((
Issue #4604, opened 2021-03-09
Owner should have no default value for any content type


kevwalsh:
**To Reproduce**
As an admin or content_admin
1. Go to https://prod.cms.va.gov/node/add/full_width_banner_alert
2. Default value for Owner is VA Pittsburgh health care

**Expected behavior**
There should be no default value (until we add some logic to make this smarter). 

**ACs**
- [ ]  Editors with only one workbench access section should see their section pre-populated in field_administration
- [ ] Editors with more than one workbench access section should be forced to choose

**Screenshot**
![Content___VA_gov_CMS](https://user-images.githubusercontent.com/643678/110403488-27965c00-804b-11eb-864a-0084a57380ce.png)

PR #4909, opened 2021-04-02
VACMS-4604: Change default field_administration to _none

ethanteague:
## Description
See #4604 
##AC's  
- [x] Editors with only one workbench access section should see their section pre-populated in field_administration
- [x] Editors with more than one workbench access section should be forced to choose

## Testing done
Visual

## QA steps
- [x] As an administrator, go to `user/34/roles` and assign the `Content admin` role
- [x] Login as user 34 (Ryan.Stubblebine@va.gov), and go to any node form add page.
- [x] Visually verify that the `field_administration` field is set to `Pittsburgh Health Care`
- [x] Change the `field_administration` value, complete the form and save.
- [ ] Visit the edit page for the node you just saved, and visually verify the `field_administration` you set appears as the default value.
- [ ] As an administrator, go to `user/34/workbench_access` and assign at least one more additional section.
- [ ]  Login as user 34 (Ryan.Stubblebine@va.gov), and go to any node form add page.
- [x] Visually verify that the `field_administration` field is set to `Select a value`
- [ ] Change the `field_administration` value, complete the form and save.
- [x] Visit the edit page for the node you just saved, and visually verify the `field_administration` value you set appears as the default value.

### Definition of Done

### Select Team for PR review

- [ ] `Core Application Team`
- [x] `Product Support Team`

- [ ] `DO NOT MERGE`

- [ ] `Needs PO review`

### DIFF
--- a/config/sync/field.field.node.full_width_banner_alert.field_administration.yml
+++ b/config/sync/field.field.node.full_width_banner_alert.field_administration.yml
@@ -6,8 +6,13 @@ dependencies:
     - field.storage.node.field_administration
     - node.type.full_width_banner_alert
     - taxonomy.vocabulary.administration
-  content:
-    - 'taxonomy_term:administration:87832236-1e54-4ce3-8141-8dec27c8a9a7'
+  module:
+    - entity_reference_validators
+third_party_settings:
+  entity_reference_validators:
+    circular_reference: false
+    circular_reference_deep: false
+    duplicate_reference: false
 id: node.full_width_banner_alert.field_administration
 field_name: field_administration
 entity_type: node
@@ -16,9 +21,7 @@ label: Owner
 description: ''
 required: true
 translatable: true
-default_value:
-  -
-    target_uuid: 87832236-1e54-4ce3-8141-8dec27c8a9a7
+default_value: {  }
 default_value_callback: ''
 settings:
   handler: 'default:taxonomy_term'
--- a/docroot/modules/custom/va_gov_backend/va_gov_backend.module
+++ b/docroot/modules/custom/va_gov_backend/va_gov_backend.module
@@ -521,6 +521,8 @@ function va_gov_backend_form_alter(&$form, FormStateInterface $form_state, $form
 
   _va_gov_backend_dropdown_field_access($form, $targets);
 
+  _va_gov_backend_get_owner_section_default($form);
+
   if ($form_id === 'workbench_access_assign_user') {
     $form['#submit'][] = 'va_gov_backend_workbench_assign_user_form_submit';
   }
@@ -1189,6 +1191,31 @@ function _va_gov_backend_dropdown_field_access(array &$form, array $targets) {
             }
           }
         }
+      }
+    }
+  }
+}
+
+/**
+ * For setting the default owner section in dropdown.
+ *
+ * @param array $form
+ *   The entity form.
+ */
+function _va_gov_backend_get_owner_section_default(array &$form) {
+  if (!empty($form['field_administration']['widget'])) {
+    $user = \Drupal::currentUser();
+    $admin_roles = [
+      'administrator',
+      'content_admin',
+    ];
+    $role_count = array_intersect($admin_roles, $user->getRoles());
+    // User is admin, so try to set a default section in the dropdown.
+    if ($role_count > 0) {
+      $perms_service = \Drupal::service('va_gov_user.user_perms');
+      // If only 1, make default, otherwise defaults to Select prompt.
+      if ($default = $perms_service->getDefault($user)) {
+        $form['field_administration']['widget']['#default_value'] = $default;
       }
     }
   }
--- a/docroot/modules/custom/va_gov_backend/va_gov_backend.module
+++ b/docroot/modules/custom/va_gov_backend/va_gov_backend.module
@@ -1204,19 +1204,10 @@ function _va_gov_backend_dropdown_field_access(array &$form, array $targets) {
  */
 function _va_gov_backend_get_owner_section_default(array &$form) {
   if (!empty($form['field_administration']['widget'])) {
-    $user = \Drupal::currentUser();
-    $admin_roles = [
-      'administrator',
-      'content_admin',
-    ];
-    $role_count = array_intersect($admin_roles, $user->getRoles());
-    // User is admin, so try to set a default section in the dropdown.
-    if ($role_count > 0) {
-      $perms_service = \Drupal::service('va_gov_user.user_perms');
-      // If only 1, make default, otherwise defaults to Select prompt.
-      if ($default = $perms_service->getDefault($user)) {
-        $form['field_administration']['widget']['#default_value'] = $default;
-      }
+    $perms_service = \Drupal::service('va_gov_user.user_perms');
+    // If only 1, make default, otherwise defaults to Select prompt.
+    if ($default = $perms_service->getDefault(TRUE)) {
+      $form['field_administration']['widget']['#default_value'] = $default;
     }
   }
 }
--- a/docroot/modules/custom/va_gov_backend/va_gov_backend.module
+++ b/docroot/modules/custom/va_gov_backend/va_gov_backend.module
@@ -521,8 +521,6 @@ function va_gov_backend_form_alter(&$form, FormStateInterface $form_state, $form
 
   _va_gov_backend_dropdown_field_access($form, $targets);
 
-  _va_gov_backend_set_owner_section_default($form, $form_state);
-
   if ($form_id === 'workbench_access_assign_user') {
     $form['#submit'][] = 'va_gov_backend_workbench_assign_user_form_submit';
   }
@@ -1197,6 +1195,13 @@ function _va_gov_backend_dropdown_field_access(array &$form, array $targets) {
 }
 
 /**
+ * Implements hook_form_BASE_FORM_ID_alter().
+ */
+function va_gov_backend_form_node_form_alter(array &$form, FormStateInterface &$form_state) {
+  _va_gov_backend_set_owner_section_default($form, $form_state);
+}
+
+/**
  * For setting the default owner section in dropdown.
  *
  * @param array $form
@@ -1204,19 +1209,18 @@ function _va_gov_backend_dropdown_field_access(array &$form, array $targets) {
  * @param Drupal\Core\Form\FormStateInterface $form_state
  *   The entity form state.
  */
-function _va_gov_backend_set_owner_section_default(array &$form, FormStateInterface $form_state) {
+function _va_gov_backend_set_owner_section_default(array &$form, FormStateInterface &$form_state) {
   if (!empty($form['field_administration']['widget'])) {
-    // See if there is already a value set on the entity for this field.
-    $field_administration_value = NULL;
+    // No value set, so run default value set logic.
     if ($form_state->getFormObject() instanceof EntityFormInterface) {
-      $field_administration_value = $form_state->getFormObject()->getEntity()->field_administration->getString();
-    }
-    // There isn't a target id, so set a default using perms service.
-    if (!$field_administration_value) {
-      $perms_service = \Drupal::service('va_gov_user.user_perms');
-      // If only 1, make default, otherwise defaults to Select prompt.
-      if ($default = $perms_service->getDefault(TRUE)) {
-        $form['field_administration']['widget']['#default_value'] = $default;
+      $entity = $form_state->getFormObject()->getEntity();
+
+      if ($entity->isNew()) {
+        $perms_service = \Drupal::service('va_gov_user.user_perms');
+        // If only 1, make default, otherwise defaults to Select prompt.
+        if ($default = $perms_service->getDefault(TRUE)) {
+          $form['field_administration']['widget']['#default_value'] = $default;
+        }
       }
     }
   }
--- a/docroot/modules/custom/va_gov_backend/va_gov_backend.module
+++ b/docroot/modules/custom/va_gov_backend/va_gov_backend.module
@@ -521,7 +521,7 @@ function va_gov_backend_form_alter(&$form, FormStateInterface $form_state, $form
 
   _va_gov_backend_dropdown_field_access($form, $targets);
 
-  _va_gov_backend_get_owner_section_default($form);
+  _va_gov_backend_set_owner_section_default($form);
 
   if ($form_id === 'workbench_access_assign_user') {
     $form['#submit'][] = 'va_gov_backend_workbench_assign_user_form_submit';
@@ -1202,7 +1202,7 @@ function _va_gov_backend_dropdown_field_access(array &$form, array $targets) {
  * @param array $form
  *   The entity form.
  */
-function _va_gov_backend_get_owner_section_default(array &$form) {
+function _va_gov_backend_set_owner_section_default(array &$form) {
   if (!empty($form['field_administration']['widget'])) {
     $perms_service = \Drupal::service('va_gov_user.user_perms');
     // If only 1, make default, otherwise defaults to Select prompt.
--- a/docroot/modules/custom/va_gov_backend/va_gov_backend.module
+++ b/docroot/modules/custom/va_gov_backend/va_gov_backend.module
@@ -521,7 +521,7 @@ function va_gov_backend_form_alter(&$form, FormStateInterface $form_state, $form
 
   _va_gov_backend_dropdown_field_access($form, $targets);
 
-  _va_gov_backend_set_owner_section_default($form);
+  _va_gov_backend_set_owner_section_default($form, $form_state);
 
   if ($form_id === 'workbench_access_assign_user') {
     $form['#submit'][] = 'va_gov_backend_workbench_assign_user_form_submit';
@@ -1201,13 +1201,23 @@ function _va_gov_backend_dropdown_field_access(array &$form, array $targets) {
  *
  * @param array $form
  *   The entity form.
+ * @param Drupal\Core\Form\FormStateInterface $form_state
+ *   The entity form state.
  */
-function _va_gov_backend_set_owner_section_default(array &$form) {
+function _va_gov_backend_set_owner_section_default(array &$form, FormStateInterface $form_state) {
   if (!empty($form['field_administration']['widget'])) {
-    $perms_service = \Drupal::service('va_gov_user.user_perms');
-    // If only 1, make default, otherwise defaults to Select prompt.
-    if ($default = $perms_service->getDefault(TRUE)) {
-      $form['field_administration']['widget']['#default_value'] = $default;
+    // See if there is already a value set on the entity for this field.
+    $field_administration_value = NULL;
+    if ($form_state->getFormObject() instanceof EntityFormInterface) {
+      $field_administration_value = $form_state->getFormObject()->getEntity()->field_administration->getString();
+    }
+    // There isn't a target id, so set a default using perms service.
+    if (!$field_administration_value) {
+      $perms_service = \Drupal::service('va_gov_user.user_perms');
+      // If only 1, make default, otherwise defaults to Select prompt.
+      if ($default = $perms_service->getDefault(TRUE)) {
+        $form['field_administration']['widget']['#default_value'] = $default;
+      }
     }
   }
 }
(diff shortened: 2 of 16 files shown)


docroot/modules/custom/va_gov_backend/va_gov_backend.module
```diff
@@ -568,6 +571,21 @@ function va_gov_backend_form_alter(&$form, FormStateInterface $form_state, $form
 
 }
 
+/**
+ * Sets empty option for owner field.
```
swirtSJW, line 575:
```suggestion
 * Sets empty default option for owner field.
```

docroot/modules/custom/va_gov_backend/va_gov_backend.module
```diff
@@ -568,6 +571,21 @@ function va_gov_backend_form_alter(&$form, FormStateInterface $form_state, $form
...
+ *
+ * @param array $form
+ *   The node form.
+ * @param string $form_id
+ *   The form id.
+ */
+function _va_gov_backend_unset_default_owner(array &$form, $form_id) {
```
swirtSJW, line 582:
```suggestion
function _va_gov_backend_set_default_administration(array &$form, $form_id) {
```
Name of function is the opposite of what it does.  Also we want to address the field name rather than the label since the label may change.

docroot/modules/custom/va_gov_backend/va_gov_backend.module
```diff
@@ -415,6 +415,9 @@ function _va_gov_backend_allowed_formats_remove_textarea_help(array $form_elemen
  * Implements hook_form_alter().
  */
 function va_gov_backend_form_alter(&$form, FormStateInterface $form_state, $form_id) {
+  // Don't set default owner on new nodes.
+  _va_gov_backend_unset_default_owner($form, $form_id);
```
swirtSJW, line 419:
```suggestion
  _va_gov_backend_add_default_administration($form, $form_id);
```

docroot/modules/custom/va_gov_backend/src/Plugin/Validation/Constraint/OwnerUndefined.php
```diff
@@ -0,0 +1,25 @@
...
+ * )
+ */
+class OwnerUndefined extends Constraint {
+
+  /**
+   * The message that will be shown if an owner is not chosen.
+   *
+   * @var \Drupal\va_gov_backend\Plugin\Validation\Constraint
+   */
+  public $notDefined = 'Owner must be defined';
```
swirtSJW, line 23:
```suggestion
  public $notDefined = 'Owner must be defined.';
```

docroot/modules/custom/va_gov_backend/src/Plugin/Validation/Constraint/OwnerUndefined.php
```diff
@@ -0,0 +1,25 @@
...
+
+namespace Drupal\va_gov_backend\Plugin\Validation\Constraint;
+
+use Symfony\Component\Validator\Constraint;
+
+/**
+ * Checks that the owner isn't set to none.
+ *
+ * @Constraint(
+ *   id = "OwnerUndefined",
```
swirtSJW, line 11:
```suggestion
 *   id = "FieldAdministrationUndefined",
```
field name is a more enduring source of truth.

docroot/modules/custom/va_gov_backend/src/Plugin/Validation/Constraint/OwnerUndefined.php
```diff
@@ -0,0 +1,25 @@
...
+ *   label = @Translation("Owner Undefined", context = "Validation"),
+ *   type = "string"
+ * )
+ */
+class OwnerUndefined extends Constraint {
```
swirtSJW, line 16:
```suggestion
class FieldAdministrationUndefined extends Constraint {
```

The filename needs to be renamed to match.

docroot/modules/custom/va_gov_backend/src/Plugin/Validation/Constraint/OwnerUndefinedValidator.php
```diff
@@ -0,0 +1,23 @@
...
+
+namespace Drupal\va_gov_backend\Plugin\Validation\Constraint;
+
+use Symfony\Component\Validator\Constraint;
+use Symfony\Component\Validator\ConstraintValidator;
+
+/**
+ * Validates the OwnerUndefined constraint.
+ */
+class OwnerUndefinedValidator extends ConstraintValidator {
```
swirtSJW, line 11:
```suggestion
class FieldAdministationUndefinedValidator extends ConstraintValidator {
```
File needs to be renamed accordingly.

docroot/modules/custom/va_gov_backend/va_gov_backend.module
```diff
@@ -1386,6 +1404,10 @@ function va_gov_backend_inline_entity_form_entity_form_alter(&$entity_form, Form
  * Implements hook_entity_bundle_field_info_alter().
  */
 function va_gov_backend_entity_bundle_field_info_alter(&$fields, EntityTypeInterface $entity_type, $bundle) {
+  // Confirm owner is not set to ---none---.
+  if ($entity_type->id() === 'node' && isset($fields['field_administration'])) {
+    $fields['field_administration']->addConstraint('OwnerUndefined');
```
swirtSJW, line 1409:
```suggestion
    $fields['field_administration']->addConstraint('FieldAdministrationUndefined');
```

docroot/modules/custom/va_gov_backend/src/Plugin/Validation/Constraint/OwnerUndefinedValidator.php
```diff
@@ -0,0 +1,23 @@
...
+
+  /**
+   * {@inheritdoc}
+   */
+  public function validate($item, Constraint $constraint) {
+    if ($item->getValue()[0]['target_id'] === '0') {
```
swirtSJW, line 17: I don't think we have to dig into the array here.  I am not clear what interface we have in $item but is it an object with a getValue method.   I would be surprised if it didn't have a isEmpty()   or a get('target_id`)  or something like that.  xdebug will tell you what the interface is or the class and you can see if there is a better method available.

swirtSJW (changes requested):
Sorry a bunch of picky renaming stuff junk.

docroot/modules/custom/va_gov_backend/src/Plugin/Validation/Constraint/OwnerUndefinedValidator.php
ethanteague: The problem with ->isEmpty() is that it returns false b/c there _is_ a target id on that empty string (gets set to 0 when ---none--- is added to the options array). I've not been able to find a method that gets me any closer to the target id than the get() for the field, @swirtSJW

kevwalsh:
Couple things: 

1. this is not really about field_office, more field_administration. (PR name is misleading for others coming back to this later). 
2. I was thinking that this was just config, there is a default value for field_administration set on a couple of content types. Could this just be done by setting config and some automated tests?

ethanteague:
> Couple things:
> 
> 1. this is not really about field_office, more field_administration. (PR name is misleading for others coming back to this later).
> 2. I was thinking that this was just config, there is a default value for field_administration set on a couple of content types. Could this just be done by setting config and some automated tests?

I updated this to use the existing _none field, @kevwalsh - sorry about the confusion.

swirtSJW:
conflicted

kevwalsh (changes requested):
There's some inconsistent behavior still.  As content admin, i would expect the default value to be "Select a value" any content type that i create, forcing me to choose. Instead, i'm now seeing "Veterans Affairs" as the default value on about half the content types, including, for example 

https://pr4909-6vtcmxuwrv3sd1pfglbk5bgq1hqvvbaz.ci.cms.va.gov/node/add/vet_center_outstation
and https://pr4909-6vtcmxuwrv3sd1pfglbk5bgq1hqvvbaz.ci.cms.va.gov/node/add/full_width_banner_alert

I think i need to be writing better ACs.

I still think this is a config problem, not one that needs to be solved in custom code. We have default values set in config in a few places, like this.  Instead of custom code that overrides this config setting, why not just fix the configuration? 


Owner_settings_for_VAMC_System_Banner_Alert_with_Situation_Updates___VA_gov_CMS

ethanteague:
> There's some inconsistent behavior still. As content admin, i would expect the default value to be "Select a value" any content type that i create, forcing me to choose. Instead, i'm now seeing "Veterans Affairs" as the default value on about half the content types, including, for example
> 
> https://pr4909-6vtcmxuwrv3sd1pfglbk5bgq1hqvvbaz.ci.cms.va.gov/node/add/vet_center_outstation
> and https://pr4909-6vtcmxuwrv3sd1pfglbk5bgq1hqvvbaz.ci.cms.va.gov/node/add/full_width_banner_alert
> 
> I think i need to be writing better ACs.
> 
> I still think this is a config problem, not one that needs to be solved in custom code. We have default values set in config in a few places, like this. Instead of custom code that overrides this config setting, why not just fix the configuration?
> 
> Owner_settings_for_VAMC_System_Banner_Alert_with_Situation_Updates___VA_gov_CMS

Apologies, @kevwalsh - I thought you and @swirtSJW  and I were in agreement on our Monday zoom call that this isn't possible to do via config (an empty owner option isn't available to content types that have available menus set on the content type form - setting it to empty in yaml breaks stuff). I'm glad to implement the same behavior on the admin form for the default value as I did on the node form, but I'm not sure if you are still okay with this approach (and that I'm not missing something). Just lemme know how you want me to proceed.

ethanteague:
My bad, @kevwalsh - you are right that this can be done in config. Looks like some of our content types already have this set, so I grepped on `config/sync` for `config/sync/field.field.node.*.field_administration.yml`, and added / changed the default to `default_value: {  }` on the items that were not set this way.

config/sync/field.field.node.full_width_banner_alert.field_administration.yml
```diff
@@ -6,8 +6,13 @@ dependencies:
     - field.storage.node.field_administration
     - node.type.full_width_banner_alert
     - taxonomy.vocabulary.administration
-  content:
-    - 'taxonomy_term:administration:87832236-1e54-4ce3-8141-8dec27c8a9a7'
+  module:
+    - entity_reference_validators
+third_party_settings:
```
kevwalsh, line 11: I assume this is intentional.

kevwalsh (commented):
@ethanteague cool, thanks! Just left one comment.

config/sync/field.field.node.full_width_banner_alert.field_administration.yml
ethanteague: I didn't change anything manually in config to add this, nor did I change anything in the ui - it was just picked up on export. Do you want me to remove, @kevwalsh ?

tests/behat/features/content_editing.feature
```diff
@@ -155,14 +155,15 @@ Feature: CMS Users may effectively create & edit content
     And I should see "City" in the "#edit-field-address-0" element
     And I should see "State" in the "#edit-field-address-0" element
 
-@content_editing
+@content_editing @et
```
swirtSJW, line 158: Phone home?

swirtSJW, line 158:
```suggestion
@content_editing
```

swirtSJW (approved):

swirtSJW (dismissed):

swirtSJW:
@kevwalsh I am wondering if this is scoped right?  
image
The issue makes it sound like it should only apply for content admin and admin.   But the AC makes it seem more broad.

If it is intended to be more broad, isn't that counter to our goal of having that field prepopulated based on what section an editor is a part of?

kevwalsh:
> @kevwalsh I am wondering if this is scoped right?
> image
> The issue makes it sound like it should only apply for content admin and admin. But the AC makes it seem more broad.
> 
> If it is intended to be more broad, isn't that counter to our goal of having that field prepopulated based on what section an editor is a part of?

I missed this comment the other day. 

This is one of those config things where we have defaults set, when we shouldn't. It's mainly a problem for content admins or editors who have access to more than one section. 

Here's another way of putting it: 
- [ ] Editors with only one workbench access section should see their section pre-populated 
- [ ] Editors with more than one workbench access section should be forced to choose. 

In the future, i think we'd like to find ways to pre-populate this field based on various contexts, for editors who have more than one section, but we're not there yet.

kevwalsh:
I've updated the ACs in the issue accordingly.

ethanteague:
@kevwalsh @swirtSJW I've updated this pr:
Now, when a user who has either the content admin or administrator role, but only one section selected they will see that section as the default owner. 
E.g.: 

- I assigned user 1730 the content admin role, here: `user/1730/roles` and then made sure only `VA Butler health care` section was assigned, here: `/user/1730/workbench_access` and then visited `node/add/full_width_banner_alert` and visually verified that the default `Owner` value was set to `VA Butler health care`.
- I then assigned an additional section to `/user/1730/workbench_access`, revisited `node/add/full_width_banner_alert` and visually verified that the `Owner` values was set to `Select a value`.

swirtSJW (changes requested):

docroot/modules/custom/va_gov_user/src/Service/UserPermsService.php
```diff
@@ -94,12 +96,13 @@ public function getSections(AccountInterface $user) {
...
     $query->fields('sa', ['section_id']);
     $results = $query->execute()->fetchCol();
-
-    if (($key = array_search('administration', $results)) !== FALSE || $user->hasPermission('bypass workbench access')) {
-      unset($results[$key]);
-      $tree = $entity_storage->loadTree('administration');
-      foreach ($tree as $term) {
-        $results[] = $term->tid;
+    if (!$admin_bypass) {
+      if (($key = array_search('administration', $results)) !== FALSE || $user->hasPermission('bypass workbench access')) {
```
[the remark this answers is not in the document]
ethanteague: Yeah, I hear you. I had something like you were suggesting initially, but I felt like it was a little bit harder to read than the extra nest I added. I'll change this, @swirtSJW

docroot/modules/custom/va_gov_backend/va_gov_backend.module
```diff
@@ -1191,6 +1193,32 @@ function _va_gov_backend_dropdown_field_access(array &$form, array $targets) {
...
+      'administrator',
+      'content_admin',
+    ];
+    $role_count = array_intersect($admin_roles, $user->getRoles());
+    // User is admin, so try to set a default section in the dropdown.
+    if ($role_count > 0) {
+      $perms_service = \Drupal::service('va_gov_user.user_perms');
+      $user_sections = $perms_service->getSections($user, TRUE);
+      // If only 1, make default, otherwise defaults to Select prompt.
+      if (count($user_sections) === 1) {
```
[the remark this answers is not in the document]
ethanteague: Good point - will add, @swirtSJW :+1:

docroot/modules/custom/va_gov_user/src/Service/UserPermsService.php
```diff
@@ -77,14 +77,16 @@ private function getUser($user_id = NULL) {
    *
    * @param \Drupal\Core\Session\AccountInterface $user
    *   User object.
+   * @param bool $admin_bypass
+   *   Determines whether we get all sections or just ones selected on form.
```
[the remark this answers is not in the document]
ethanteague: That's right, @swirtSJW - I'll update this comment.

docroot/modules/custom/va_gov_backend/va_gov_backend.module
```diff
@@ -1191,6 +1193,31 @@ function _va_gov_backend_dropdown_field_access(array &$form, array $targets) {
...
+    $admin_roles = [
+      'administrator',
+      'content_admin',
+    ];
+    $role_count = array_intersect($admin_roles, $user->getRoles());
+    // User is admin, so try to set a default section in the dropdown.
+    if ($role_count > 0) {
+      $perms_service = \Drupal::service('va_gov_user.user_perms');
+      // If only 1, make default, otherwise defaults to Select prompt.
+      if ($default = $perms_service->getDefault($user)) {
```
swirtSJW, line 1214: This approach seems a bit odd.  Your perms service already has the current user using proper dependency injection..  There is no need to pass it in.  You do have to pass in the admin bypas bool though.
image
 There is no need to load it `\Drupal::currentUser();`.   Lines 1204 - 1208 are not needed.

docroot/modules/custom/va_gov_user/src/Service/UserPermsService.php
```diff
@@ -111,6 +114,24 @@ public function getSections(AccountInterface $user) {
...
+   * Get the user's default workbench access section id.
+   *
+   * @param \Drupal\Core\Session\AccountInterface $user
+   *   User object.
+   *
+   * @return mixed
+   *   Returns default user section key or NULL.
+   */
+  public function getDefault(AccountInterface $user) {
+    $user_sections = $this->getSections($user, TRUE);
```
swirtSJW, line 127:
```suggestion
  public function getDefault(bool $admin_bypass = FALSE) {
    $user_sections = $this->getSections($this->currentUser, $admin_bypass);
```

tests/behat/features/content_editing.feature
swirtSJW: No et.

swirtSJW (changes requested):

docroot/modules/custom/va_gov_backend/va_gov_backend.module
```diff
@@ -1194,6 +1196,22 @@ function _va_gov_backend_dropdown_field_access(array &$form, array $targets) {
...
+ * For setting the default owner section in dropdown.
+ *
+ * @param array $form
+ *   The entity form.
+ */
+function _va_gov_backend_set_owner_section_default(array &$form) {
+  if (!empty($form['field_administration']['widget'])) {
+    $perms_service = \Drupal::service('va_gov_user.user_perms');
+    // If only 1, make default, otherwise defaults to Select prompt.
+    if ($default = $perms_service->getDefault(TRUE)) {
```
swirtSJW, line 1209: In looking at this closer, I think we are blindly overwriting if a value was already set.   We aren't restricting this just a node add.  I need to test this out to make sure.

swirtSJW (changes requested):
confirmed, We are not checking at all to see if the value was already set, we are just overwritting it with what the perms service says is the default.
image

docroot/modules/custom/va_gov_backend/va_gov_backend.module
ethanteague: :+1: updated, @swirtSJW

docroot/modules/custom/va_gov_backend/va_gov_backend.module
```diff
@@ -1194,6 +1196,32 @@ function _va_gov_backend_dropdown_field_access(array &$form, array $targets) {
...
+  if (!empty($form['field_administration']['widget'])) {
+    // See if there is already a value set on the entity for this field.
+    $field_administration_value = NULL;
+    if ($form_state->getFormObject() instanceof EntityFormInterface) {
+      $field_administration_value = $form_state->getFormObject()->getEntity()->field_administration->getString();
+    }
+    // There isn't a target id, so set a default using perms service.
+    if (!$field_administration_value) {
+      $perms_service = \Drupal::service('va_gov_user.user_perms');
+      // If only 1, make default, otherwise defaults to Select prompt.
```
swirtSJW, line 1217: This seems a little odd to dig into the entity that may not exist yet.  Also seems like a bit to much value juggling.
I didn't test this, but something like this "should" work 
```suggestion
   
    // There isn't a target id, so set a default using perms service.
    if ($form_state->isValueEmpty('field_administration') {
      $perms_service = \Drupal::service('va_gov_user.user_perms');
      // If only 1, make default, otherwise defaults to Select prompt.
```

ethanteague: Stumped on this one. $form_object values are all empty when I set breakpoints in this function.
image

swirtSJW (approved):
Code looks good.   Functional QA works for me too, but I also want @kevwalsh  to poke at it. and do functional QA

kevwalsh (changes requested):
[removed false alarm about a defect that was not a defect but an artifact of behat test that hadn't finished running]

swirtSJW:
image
))
■ **Work instructions**
From the listing above, copy every line that holds the string "sound".

■ **Expected answer**
The issue makes it sound like it should only apply for content admin and admin.   But the AC makes it seem more broad.
> The issue makes it sound like it should only apply for content admin and admin. But the AC makes it seem more broad.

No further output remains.